In the entries that follow, find every line containing "BadRequest" and copy it.

BEGIN SOURCE MATERIAL

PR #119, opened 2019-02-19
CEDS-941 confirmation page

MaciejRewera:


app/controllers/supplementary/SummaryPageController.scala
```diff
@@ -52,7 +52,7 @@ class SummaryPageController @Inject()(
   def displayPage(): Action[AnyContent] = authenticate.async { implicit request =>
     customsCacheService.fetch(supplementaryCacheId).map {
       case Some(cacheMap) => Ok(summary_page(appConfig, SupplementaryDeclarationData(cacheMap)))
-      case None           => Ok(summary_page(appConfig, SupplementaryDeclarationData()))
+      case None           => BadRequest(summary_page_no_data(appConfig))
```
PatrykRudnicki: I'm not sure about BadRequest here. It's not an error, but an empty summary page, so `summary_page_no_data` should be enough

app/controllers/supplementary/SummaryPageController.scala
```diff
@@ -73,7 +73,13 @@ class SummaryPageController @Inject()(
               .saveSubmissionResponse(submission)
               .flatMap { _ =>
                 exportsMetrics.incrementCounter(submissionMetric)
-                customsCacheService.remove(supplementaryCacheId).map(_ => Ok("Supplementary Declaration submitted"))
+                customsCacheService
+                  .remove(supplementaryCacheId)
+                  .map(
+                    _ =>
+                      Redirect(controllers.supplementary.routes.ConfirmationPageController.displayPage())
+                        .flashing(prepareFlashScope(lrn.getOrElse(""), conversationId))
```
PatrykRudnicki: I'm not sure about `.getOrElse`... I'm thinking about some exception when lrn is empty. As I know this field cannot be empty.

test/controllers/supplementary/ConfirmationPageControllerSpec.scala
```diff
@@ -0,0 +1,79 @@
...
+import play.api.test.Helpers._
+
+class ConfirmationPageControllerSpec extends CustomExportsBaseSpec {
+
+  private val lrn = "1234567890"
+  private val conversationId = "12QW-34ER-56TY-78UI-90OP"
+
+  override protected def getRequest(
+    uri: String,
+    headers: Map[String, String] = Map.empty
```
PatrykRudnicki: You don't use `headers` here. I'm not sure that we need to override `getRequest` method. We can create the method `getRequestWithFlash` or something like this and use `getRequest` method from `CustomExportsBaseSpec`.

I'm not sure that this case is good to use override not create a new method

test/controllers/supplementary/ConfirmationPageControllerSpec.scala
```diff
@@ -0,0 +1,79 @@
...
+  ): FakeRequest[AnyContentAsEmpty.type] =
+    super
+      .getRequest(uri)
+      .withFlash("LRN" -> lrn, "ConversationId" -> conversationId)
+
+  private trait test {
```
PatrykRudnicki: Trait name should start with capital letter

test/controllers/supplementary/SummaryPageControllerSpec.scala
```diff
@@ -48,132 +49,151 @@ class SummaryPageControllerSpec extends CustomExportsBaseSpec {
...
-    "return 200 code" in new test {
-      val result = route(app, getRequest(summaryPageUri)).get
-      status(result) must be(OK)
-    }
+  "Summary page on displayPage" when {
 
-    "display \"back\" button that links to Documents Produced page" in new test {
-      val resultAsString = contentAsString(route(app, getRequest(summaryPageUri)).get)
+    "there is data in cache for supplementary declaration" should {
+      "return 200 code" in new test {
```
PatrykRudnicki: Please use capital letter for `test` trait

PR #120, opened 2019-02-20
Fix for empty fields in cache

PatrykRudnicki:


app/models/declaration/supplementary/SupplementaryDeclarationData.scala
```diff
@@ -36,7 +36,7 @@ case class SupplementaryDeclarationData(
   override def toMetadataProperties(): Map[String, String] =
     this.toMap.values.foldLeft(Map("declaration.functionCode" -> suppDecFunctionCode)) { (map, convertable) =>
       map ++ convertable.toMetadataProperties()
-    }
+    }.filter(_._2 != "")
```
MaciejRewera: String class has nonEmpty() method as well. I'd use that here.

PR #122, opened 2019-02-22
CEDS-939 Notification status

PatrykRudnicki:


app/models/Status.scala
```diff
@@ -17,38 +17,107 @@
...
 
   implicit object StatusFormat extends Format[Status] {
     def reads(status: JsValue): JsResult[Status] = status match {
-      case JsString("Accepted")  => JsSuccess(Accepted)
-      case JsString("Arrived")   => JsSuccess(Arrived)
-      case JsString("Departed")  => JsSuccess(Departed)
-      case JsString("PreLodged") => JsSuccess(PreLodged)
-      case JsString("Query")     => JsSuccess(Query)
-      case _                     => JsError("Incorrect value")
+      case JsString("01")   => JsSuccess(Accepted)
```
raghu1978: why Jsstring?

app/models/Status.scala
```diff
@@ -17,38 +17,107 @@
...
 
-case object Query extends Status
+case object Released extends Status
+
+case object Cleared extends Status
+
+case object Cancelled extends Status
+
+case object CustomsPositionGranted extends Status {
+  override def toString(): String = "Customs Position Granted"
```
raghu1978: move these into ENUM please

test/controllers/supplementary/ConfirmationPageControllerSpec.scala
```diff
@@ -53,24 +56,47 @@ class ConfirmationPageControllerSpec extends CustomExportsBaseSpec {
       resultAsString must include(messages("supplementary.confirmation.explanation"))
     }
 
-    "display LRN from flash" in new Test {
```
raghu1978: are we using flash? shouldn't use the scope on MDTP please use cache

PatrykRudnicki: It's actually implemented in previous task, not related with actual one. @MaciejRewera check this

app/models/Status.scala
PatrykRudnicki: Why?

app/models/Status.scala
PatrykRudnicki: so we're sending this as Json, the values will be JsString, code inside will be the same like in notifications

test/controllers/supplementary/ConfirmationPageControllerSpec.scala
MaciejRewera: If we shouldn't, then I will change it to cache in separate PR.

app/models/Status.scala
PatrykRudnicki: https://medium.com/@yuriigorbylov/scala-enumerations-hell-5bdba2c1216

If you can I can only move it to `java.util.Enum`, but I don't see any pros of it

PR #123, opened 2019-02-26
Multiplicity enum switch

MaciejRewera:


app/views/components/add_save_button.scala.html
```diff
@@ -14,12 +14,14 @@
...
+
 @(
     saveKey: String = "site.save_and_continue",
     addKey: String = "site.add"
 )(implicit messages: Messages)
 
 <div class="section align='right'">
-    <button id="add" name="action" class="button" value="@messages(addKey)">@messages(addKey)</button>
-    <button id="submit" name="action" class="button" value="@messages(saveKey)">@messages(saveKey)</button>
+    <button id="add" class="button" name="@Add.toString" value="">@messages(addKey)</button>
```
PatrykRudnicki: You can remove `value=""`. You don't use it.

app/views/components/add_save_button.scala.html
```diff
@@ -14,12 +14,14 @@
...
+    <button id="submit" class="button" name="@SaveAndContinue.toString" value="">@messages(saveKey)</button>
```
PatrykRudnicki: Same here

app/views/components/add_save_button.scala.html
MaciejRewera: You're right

END SOURCE MATERIAL
BEGIN SOURCE MATERIAL

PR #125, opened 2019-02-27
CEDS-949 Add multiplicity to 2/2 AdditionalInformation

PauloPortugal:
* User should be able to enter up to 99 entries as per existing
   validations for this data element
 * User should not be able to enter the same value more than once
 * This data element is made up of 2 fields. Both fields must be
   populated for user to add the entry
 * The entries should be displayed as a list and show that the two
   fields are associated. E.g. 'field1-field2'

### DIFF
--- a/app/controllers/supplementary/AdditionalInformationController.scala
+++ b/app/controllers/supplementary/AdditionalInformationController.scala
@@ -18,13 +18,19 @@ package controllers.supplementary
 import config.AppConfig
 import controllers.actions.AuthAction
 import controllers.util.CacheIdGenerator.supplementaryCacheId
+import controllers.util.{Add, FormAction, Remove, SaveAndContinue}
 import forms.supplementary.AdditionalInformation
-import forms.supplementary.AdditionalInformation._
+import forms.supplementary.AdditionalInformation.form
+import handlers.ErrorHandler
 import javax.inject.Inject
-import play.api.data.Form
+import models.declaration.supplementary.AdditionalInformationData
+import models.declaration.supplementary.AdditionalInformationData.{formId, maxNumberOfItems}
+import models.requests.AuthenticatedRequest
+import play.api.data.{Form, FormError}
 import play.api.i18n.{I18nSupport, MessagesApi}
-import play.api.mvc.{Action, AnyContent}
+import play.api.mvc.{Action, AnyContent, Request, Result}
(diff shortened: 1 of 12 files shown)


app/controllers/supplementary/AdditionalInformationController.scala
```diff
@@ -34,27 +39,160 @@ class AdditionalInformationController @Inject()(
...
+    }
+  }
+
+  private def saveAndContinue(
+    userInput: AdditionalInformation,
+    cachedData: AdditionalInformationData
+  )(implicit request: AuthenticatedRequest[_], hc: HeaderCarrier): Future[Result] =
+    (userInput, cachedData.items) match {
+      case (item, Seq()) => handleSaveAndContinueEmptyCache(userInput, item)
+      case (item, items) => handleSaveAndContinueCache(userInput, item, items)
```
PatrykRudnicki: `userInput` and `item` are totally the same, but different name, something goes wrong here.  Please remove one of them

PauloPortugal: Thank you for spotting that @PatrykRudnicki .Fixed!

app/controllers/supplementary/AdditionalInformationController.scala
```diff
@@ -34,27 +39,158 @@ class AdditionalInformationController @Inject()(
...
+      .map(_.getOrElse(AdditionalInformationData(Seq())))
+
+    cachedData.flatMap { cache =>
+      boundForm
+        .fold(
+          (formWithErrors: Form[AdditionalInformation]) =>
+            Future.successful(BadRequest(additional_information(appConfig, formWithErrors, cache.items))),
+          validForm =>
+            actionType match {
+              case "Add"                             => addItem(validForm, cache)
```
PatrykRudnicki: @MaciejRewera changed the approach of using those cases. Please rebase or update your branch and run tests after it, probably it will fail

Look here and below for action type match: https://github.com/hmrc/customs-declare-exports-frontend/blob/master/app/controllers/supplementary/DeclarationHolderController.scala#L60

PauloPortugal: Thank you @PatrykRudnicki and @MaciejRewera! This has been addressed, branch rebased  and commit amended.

END SOURCE MATERIAL

RESPONSE AREA
+      case None           => BadRequest(summary_page_no_data(appConfig))
PatrykRudnicki: I'm not sure about BadRequest here. It's not an error, but an empty summary page, so `summary_page_no_data` should be enough
+            Future.successful(BadRequest(additional_information(appConfig, formWithErrors, cache.items))),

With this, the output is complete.